Task details → From the listing below, extract each line containing the string "boot".

Data excerpts →
PR #1057, opened 2024-02-07
Exclude 4th gen machine type testing from release pipelines

a-crate:
I also dropped the serial_groups tags (this is a no-op, these don't work cross-pipeline anyway)

/cc @zmarano @elicriffield


elicriffield (approved):
LGTM

PR #1058, opened 2024-02-07
Add better support for COS, SLES, and Ubuntu in the network suite.

a-crate:
Bug filed internally for this.

### DIFF
--- a/imagetest/test_suites/network/alias_ip_test.go
+++ b/imagetest/test_suites/network/alias_ip_test.go
@@ -20,24 +20,12 @@ const (
 )
 
 func TestAliases(t *testing.T) {
-	ctx := utils.Context(t)
-	if image, err := utils.GetMetadata(ctx, "instance", "image"); err != nil {
-		t.Fatalf("could not determine image: %v", err)
-	} else if strings.Contains(image, "sles-15") || strings.Contains(image, "opensuse-leap") || strings.Contains(image, "ubuntu-1604") {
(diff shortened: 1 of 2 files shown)


a-crate:
As long as I'm looking at this I also added exceptions for ubuntu-1604 (there is an issue filed for this as well)

And switch `/boot-marker` to `/var/boot-marker` so it will work on cos.

imagetest/test_suites/network/alias_ip_test.go
```diff
@@ -16,16 +16,28 @@ import (
...
 const (
-	markerFile = "/boot-marker"
+	markerFile = "/var/boot-marker"
 )
 
 func TestAliases(t *testing.T) {
+	ctx := utils.Context(t)
+	if image, err := utils.GetMetadata(ctx, "instance", "image"); err != nil {
+		t.Fatalf("could not determine image: %v", err)
+	} else if strings.Contains(image, "sles-15") || strings.Contains(image, "opensuse-leap") || strings.Contains(image, "ubuntu-1604") {
```
drewhli, line 26: I wonder if it's better to just avoid running these tests in the first place (leaving them out of the list of tests in the `setup` step) instead of skipping in the actual test.

a-crate: Yeah that's probably better. Done.

drewhli (approved):

PR #1062, opened 2024-02-12
Fix wrapper workdir creation on windows

a-crate:


imagetest/cmd/wrapper/main.go
```diff
@@ -87,7 +88,11 @@ func main() {
 		log.Fatalf("failed to get metadata _test_package_name: %v", err)
 	}
 
-	workDir, err := ioutil.TempDir("/etc", "image_test")
+	workDirPath := "/etc/"
+	if runtime.GOOS == "windows" {
+		workDirPath = "C:\\"
+	}
+	workDir, err := ioutil.TempDir(workDirPath, "image_test")
```
drewhli, line 95: `ioutil` is deprecated, so I'd change this to use `os.TempDir()` with `path.Join()` instead.

drewhli (changes requested):

imagetest/cmd/wrapper/main.go
a-crate: I used `os.MkdirTemp` instead since it's a 1:1 replacement suggested by the deprecation noticed, `os.TempDir` behaves slightly differently

drewhli (approved):

PR #1079, opened 2024-02-21
Add a few more package version upload tasks

koln67:
Add some more instances of the uploadpackageversiontask.

In some cases such as windows x86_64, I'm unsure if the a previous "uploadpackagetask" would map to multiple uploadversiontasks, as x86_64 could refer to multiple different ostypes for windows. 

Similarly for guest-diskexpand on debian, the previous task only had one OS of debian, however this could possibly map to multiple ostypes for debian 10 (xenial), debian 11 (bookworm), and debian 12 (bullseye).


koln67:
/hold
wait until we have os types to match the former "generic windows" and "generic debian" targets

koln67:
/unhold
For now, only add tasks with os types which are available until the generic debian and generic windows os types are deployed

bkatyl (approved):

PR #1098, opened 2024-03-11
oslogin: retry for a minute when creating ssh client

dorileo:
Due to the async nature of the test implementation the client side should perform a few attempts to create the ssh client before failing, in the mean time the server could be still in initialization process and the client is failing before we have any change of success - creating test flakiness.

### DIFF
--- a/imagetest/test_suites/oslogin/ssh_test.go
+++ b/imagetest/test_suites/oslogin/ssh_test.go
@@ -180,6 +180,28 @@ func TestAgent(t *testing.T) {
 	}
 }
 
+func sshClient(t *testing.T, hostname string, config *ssh.ClientConfig) *ssh.Client {
+	t.Helper()
+	var client *ssh.Client
+	var err error
+
+	// Retry dialing target system for a minute.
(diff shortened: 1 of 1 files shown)


imagetest/test_suites/oslogin/ssh_test.go
```diff
@@ -180,6 +180,28 @@ func TestAgent(t *testing.T) {
...
+	var client *ssh.Client
+	var err error
+
+	// Retry dialing target system for a minute.
+	for i := 0; i < 5; i++ {
+		client, err = ssh.Dial("tcp", hostname, sshConfig)
+		if err != nil {
+			time.Sleep(10 * time.Second)
+		} else {
+			defer client.Close()
```
a-crate, line 194: Shouldn't this be happening outside of `sshClient`? Otherwise the client is closed with the return on line 202 and unusable on 493

dorileo: yep, just changed it.

a-crate (approved):

a-crate (approved):

PR #1108, opened 2024-03-15
metadata: fix the dnf and yum repo restriction

dorileo:
The repository names for EL distros are pretty stable for guest environment packages, this change fixes it to the known and stable name.

### DIFF
--- a/imagetest/test_suites/metadata/metadata_utils.go
+++ b/imagetest/test_suites/metadata/metadata_utils.go
@@ -4,45 +4,20 @@ import (
 	"fmt"
 	"io"
 	"os/exec"
-	"strings"
 	"time"
 
 	"github.com/GoogleCloudPlatform/guest-test-infra/imagetest/utils"
 )
 
-// yumDnfRunPackageRepoQuery is a common utility between yum and dnf to run the query command
-// provided in the cmd argument and parses its output. The output format is the same both for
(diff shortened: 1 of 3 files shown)


imagetest/test_suites/metadata/metadata_utils.go
```diff
@@ -4,44 +4,11 @@ import (
...
-func yumGetPackageRepo(pkg string) (string, error) {
-	return yumDnfRunPackageRepoQuery(exec.Command("yum", "info", pkg))
-}
-
-// dnfGetPackageRepo queries the dnf package database for the repository pkg was installed from.
-func dnfGetPackageRepo(pkg string) (string, error) {
-	return yumDnfRunPackageRepoQuery(exec.Command("dnf", "info", "-C", "--installed", pkg))
-}
-
 func reinstallPackage(pkg string) error {
```
a-crate, line 12: This isn't really a generic function anymore (which is fine) but it doesn't need the argument since it's only really capable of reinstall a few packges and we only use it once. Can we drop `pkg string`, rename it `reinstallAgent` and hardcode `google-compute-engine-windows`/`google-guest-agent` package names?

dorileo: done. thank you.

a-crate (approved):

PR #1122, opened 2024-04-02
Update package_test.go to include COS package validation

sejalsharma-google:


imagetest/test_suites/packagevalidation/package_test.go
```diff
@@ -126,7 +141,7 @@ func TestGuestPackages(t *testing.T) {
 		},
 		{
 			name:       "google-compute-engine",
-			imagesSkip: []string{"sles", "suse"},
+			imagesSkip: []string{"sles", "suse", "cos"},
 		},
 		{
 			name:   "google-guest-configs",
```
a-crate, line 147: This package is the same as `google-compute-engine` just with a different name for sles and suse, it looks like you ship it the same way. Should probably be included here.

imagetest/test_suites/packagevalidation/package_test.go
```diff
@@ -136,17 +151,21 @@ func TestGuestPackages(t *testing.T) {
 			name:   "google-guest-oslogin",
 			images: []string{"sles", "suse"},
 		},
+		{
+                        name: "oslogin",
+                        images: []string{"cos"},
+                },
 		{
 			name:       "gce-disk-expand",
```
a-crate, line 159: I think you ship cloud-disk-resize instead if you want to check for it

a-crate (commented):
This is going to fail the `gofmt` test but LGTM after that
/ok-to-test

a-crate (approved):

a-crate (approved):

PR #1132, opened 2024-04-12
Disable dhcp test on debian 12

dorileo:


a-crate (approved):

a-crate:
debian uses systemd-networkd, in which case this test is supposed to be checking only that network interfaces were configured with DHCP. Instead it's failing because there's no dhclient process.

PR #1154, opened 2024-05-02
Add COS configs to the concourse pipeline

sejalsharma-google:
This PR pairs with this PR in compute-image-tools: https://github.com/GoogleCloudPlatform/compute-image-tools/pull/2309.

This PR does the following:
- Creates a new buildpackageimagetaskcos. This is similar to buildpackageimagetask but has unique parameter sets and invokes install_package_cos.wf.json.
- Adds a call to the buildpackageimagetaskcos for COS 113. In the future we will expand this to more milestones, but we are starting with one for simplicity. This passes in the parameters for the task (like source name, dest name, package version, and cos branch).
- Adds cos as a distro to test against guest-agent.

Notes:
- We might need to grant permissions to service accounts to make this work so permission-related issues are expected.
- Need to reconsider passing in the full path for source_image in the buildpackageimagetaskcos call.
- CCing @zmarano, @dorileo to the PR.

### DIFF
--- a/concourse/pipelines/guest-package-build.jsonnet
+++ b/concourse/pipelines/guest-package-build.jsonnet
@@ -370,6 +370,43 @@ local buildpackageimagetask = {
   },
 };
 
+local buildpackageimagetaskcos = {
+  local tl = self,
+
+  image_name:: error 'must set image_name in buildpackageimagetaskcos',
+  source_image:: error 'must set source_image in buildpackageimagetaskcos',
+  dest_image:: error 'must set dest_image in buildpackageimagetaskcos',
+  package_version:: error 'must set dest_image in buildpackageimagetaskcos',
+  cos_branch:: error 'must set dest_image in buildpackageimagetaskcos',
+  machine_type:: 'e2-medium',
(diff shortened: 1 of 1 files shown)


concourse/pipelines/guest-package-build.jsonnet
```diff
@@ -474,6 +511,13 @@ local build_guest_agent = buildpackagejob {
             machine_type: 't2a-standard-2',
             worker_image: 'projects/compute-image-tools/global/images/family/debian-11-worker-arm64',
           },
+          buildpackageimagetaskcos {
+            image_name: 'cos-113',
```
a-crate, line 515: Should be we following COS-stable instead, or are we expecting to add more families with new releases of COS versions?

sejalsharma-google: I think for testing purposes it might make sense to start off with cos-113-lts, WDYT? If we can get this to work in the pipeline then ideally we would like to test on all active COS versions (ie 101, 105, 109, 117).

a-crate: sgtm

PR #263, opened 2016-09-07
Fix example for auth parameter name in URI Query Parameters specification

skolodyazhnyy:
It seems like a typo, or may be outdated example.


michaelklishin:
Thank you very much! I will backport this to `live`.

PR #270, opened 2016-09-16
Remove links to empty dir listings

camelpunch:
Also, remove a trailing bar separator

[#128649497]


camelpunch:
Result is (currently) at http://prrabbitmq.cfapps.io/nightly-builds.html

PR #273, opened 2016-09-27
add note about paging using lots of memory

phunehehe:
basically writing down https://github.com/rabbitmq/rabbitmq-server/issues/965#issuecomment-247566352 for the next guy

### DIFF
--- a/site/memory.xml
+++ b/site/memory.xml
@@ -3,8 +3,8 @@
 Copyright (c) 2007-2016 Pivotal Software, Inc.
 
 All rights reserved. This program and the accompanying materials
-are made available under the terms of the under the Apache License, 
-Version 2.0 (the "License”); you may not use this file except in compliance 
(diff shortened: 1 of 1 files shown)


michaelklishin:
Sorry but this is a broad generalization. "Disc" is not a typo either.

phunehehe:
(You are so fast at closing stuff :D)
If "disc" is not a typo, perhaps the instance of "disk" should be converted?
I have nothing to say about the memory usage though, if you think it's an overgeneralization.

michaelklishin:
We can add a section on `vm_memory_high_watermark_paging_ratio` to make it more obvious. However, there is a number of guides that cover things around this area and it's not immediately clear where this belongs and what may need editing in those guides.

I've filed https://github.com/rabbitmq/rabbitmq-website/issues/274 for this.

Solution →
And switch `/boot-marker` to `/var/boot-marker` so it will work on cos.
-	markerFile = "/boot-marker"
+	markerFile = "/var/boot-marker"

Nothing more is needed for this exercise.